If you want to run the Google Analytics code, regardless of whether you can remove the boolean and the part where it was evaluated. So your script will look like this:

<script language="javascript"> 

// Predefined variable 
Frequency = 10;    

//Tracking and Sending
_frequency = Frequency; 
_repentance = 100 / Frequency; 
var _scrollMatrix = new Array(); 
for (ix = 0; ix < _repentance; ix++) {
    _scrollMatrix[ix] = [_frequency];
    _frequency = Frequency + _frequency; 
} 
$(document).scroll(function (e) {
    for (iz = 0; iz < _scrollMatrix.length; iz++) {
        if (($(window).scrollTop() + $(window).height() >=      $(document).height() * _scrollMatrix[iz][0] / 100)  ) {
            ga('send', 'pageview', _scrollMatrix[iz][0]+'%' );
        }
    }
 });

</script>

      



While you are saying that the tracking script is, I must point out that the resulting GA code is actually wrong. Your tracking requests are as follows:

ga("send", "pageview", "10%")
ga("send", "pageview", "20%")
...

      

You can't just put a bare percentage as an argument to this function and hope it gets written somewhere ( Edit ), my bad one. Of course the third parameter works like a virtual pagename, so the bit is fine if you want the percentage to be like the pagename).
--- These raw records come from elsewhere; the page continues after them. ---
PR #19041, opened 2017-10-04
sql: add crdb_internal.ranges

madelynnblue:
This is slightly different from SHOW TESTING_RANGES in that it:
is runnable only by root, shows all ranges, doesn't truncate table
IDs from the output, doesn't show lease holders. The bulkio team
has needed (and written) this many times to investigate various
split-related things.

Also sort that silly list.

### DIFF
--- a/pkg/sql/crdb_internal.go
+++ b/pkg/sql/crdb_internal.go
@@ -28,6 +28,7 @@ import (
 
 	"github.com/cockroachdb/cockroach/pkg/build"
 	"github.com/cockroachdb/cockroach/pkg/keys"
+	"github.com/cockroachdb/cockroach/pkg/roachpb"
 	"github.com/cockroachdb/cockroach/pkg/security"
 	"github.com/cockroachdb/cockroach/pkg/server/serverpb"
 	"github.com/cockroachdb/cockroach/pkg/settings"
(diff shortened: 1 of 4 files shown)


knz:
:lgtm:

---

Reviewed 2 of 2 files at r1.

---



*Comments from [Reviewable](https://reviewable.io:443/reviews/cockroachdb/cockroach/19041#-:-KvdGoLrIiu_PbVjPJdr:bnfp4nl)*

danhhz:
That's for adding this!

---

Review status: 2 of 4 files reviewed at latest revision, 1 unresolved discussion, all commit checks successful.

---

*[pkg/sql/crdb_internal.go, line 1337 at r2](https://reviewable.io:443/reviews/cockroachdb/cockroach/19041#-Kvgw3Jo6yMDDzleC4-D:-Kvgw3Jo6yMDDzleC4-E:b-n3scov) ([raw file](https://github.com/cockroachdb/cockroach/blob/b09a4b59bfd76766900ee57c1191d1fc60a112a2/pkg/sql/crdb_internal.go#L1337)):*
> ```Go
> 				parser.NewDString(keys.PrettyPrint(desc.StartKey.AsRawKey())),
> 				parser.NewDString(keys.PrettyPrint(desc.EndKey.AsRawKey())),
> 				parser.NewDInt(parser.DInt(len(desc.Replicas))),
> ```

I would greatly prefer this be which replicas and not how many. Not sure the command really replaces my manual kv scanning of the range descriptors otherwise

optional: I'd also be really nice to have lease holder information. I see the `TODO(radu): this will be slow if we have a lot of ranges; find a way to make this part optional` comment on the `SHOW TESTING_RANGES` impl, but it's useful enough that I think adding it now and speeding it up later is probably better than omitting it. One rpc per range isn't really that bad in a cold path like this

---


*Comments from [Reviewable](https://reviewable.io:443/reviews/cockroachdb/cockroach/19041#-:-Kvgx58m2lNVWbBzigRe:be2sk2r)*

RaduBerinde:
This table was proposed in an RFC but was never implemented. Here are the details in case you want to conform to that schema: https://github.com/cockroachdb/cockroach/blob/master/docs/RFCS/20170314_sql_split_syntax.md#4-crdb_internalranges-and-ranges_cached-system-table

---







*Comments from [Reviewable](https://reviewable.io:443/reviews/cockroachdb/cockroach/19041#-:-Kvh5eahT_b39PREP1Yk:bhpm8bj)*

RaduBerinde:
*[pkg/sql/crdb_internal.go, line 1337 at r2](https://reviewable.io:443/reviews/cockroachdb/cockroach/19041#-Kvgw3Jo6yMDDzleC4-D:-Kvh6L9eOiWVsAuD7irQ:b-alwuv3) ([raw file](https://github.com/cockroachdb/cockroach/blob/b09a4b59bfd76766900ee57c1191d1fc60a112a2/pkg/sql/crdb_internal.go#L1337)):*

I would greatly prefer this be which replicas and not how many. Not sure the command really replaces my manual kv scanning of the range descriptors otherwise

optional: I'd also be really nice to have lease holder information. I see the `TODO(radu): this will be slow if we have a lot of ranges; find a way to make this part optional` comment on the `SHOW TESTING_RANGES` impl, but it's useful enough that I think adding it now and speeding it up later is probably better than omitting it. One rpc per range isn't really that bad in a cold path like this
</blockquote></details>

I agree that having leaseholder and replicas would be helpful (ideally we would remove `SHOW TESTING_RANGES` altogether once this table is available).

---


*Comments from [Reviewable](https://reviewable.io:443/reviews/cockroachdb/cockroach/19041)*

PR #19043, opened 2017-10-04
docgen: pick up upsert change from docs repo

dt:
The diagram code import picked up a version before https://github.com/cockroachdb/docs/commit/e8dae27e3e32da75989d77fd9dcec976217e814f.
This applies the same diff there and re-generates the diagrams.


jseldess:
@dt, https://github.com/cockroachdb/docs/pull/1946 (lots of 1.1 diagram fixes) might've gotten missed, too. And there are a handful of open 1.1 PRs with subsequent diagram changes, namely:

- https://github.com/cockroachdb/docs/pull/1954
- https://github.com/cockroachdb/docs/pull/1934
- https://github.com/cockroachdb/docs/pull/1914
- https://github.com/cockroachdb/docs/pull/1872

And there are likely to be more before the release. 

So it's best to wait on making this change official until after the release. That ok?

dt:
@jseldess yep, as those changes merge in docs over the next week or two, I'll keep the code here up-to-date too, so that ideally there are no diffs between `docs/generated` and the files in the docs repo. That'll also give us a QA period to ensure that it is working as expected.

madelynnblue (approved):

Since your script loops on each scroll event, it actually sends dozens of ga calls, and the percentages calculated are not relative to the user's actual scroll position (it just sends all values ​​from 10-100% for each scroll event). Plus the loop on every scroll event makes it terribly expensive in terms of browser resources. And of course you have views per second quota and views per session, and your script will hit those quotas quickly.

I would frankly recommend dropping your script and using one of the existing tested solutions. The jQuery scrollDepth plugin is pretty nice and you should be able to adapt it to your needs (easier than rewriting your own).